No, not alone. Kiryn stood there, impossibly, in front of her. But it wasn’t just him. He had merged with someone else “Kiryn!”
“We have to find Belynn.” His fingers moved quickly, and his gaze darted back and forth. “We’ll be stronger if we merge.”
Andy hesitated only a second. There were things a son shouldn’t know about his mother, things he might see, feel. But she had nothing to hide. Belynn was more important than her own embarrassment.
She reached out to him/them, and they flowed together.
She became they, and she saw/felt/was both Kiryn and his new friend, Dax.
When I first met Shandra.
Breeding the fish at the hatchery.
Sitting in the apple tree high above the world, where no one can see me.

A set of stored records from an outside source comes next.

PR #298, opened 2026-08-09
Some cleanup commits for what I contributed earlier

niklasiivari:
Just some small cleanup commits fixing the following:

- colour: temp slider range went all the way to 0 and could trigger accidental autotemp
- filmsim lut: was packing unread information
- filmsim: added film base density control to match paper's similar parameter
- filmsim: scatter was defaulted to 1.0 which produces quite a soft result which is usually not ideal. Lowered to a more balanced 0.2
- filmsim: some logic that was truly per-frame computable was still done per-workgroup, now moved to setup shader. 
- upsample: did not need a rgb_to_xyz overload anymore since film illuminant was moved to spectral domain. Removed. 
- And some smaller clarity or duplication fixes.


hanatos:
looks good to me, thanks!

how is the cyan=-1 case supposed to be triggered? the ui element is hidden by default.. should that replace the `wb.h` preprocessing?

niklasiivari:
> looks good to me, thanks!
> 
> how is the cyan=-1 case supposed to be triggered? the ui element is hidden by default.. should that replace the `wb.h` preprocessing?

That's a remnant from a time when the sliders were still visible iirc, that is, it's been there already before I've touched this. Should probably clean that up though as it doesn't make much sense anymore.

hanatos:
ah okay then i think i remember. it's the default value, and it triggers loading from `wb.h` precomputed filter values.  so i suppose that's still needed then, unless you completely remove the precomputed wb.

niklasiivari:
> unless you completely remove the precomputed wb.

Nope! Everything is still using precomputed tables

PR #301, opened 2026-08-13
crop: improve auto crop

niklasiivari:
This pr reworks the crop module's auto crop feature to deterministically find the largest crop given the parameters.

There is some new behaviour:

- `-1` is a sentinel for "keep original aspect ratio".
- auto crop respects the aspect ratio setting	
- auto crop chooses the crop option that is closest to the current set crop when there are multiple options with equal area.


hanatos:
awesome. works as advertised and is super accurate. keeps exactly the promised 2px filter support margin. if i had to nitpick, for close to 45 degree rotations, it will keep the margin to top and left, but not diagonally (don't think this will ever result in any visible filtering issue, also not sure 45 degree rotation is a frequent use case).

great to see a clear improvement in one of the more wonky places of the code base :)

PR #306, opened 2026-09-12
JPEG-XL Export

WFinster:
Adds an `o-jxl` module. And makes a few extra changes to the macOS build. This is just an output module, with fairly limited options. Only 3-channel RGB, no animations, and some primaries and arbitrary ICC profiles aren’t implemented. Mostly done by following examples in other modules and with limited C knowledge, so hopefully haven’t done anything too silly :)


WFinster:
And I wasn’t quite thinking of the commit history as a public-facing record, so it’s a bit messy.

src/pipe/modules/o-jxl/params.ui
WFinster, line 1: The effort slider currently shows up like this:

Image

With no labels. And I wasn’t sure how to add them.

src/pipe/modules/o-jxl/connectors
WFinster, line 1: Maybe this should be f32? I initially thought that the node graph only used f16 precision but some modules seem to output f32. Lossy will happily ingest f32, but lossless files would get bigger.

.github/workflows/nightly.yml
```diff
@@ -344,39 +346,67 @@ jobs:
...
-                # lib=$(echo $lib | awk "/${BREW_PREFIX//\//\\/}/{ gsub(/[[:space:]].*/, \"\", \$1); print \$1 }")
-                name=$(basename "$lib")
-                [[ "$name" = "" ]] && continue
-                echo "lib dependency $lib"
-                echo "name $name"
-                install_name_tool -change $lib @rpath/$name $exe
-                if [ ! -f "${APPDIR}/Contents/Frameworks/${name}" ]; then
-                  cp -L "$lib" "${APPDIR}/Contents/Frameworks/${name}"
-                  found=1
+          function install_dependencies {
```
WFinster, line 355: This is from the darktable packaging scripts. The change was necessary as so far all homebrew dependencies were linked by their absolute path, which is how the previous CI found them. But some homebrew libraries, including some of the `libjxl` ones, link to relative dependencies… for some reason. This function handles that, and anyway seems a lot more elegant than the "keep copying dependencies until the number stops increasing" approach.

.github/workflows/nightly.yml
```diff
@@ -13,7 +13,7 @@ permissions:
 
 jobs:
   AppImage:
-    if: github.repository == 'hanatos/vkdt'
+    if: github.repository == 'WFinster/vkdt'
```
hanatos, line 16: i may want to revert this change :)

bin/config.mk.defaults
```diff
@@ -11,6 +11,11 @@ VKDT_JPEG_CFLAGS=$(eval VKDT_JPEG_CFLAGS := $$(shell pkg-config --cflags libjpeg
 VKDT_JPEG_LDFLAGS=$(eval VKDT_JPEG_LDFLAGS := $$(shell pkg-config --libs libjpeg))$(VKDT_JPEG_LDFLAGS)
 export VKDT_JPEG_CFLAGS VKDT_JPEG_LDFLAGS
 
+# Similar for finding libjxl
+VKDT_JXL_CFLAGS=$(eval VKDT_JXL_CFLAGS := $$(shell pkg-config --cflags libjxl libjxl_threads))$(VKDT_JXL_CFLAGS)
+VKDT_JXL_LDFLAGS=$(eval VKDT_JXL_LDFLAGS := $$(shell pkg-config --libs libjxl libjxl_threads))$(VKDT_JXL_LDFLAGS)
+export VKDT_JXL_CFLAGS VKDT_JXL_LDFLAGS
+
```
hanatos: no VKDT_USE_JXL flag to make it optional?

src/pipe/modules/o-jxl/connectors
hanatos: right. the pipeline would normally not provide f32 values. you can also make it '*' and then ask the connector for the format before interpreting the data pointer mapped from gpu memory.

src/pipe/modules/o-jxl/params.ui
```diff
@@ -0,0 +1,3 @@
+filename:filename
```
hanatos, line 1: why does github format this so broken? looks like the file has newline characters at the beginning of the line instead of at the end?

src/pipe/modules/o-jxl/params.ui
hanatos: ah that's just lazy programmer. didn't take much care to make this show up as in darkroom mode because it was unused so far. see 2b2ebce36.

src/pipe/modules/o-jxl/params.ui
WFinster: It shows up correctly in Firefox and Safari for me…
And the file itself seems correct locally (the newlines are LF, etc) —

Image

src/Makefile
```diff
@@ -17,6 +17,11 @@ ifeq ($(VKDT_USE_RAWINPUT), 0) # use no raw loading module
   MODULESXX:=$(filter-out i-raw,$(MODULESXX))
   MODULES:=$(filter-out i-raw,$(MODULES))
 endif
+ifneq ($(VKDT_USE_JXL), 1)
+  MODULES:=$(filter-out o-jxl,$(MODULES))
+  READMES:=$(filter-out o-jxl,$(READMES))
+  FLATMK:=$(filter-out o-jxl,$(FLATMK))
+endif
```
WFinster, line 24: The module still shows up as an export format in the GUI. But the same happens when disabling `o-vid` for example so I assume that’s something else.

bin/config.mk.defaults
WFinster: I think I just forgot, but also didn’t understand the Makefiles particularly well so was just following the jpg module’s example. I have given it an attempt now :)

src/Makefile
hanatos: ah good catch! the offender is here: https://github.com/hanatos/vkdt/blob/master/src/gui/widget_export.h#L119  might have to think about a good way to deal with this. maybe have to install the module directories one by one and omit the ones that aren't actually built (i.e. change the Makefile).

.github/workflows/nightly.yml
hanatos: i don't know nearly enough about macintonsh computers to judge this one :) i'll just go with your new version until someone can point out that it doesn't work :)

hanatos:
okay, thanks for the pull request and all the cleanups! the module itself may not be polished/full featured, but it does export jxl files and is wired correctly. i'd say this is ready to merge, we can cleanup/add features later as we go.

i added a few more commits about docs and made the jxl module optional with detection during build.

Staring up at the sky through the plas walls of the rain tent, talking with Colin about Old Earth.
Climaxing together and collapsing on my dorm room bed.
Sleeping alone after I fought with Shandra over letting them go to Micavery.
The memories flooded through and past her, and she let them go.
They weren’t hers, and there were things she didn’t need to remember.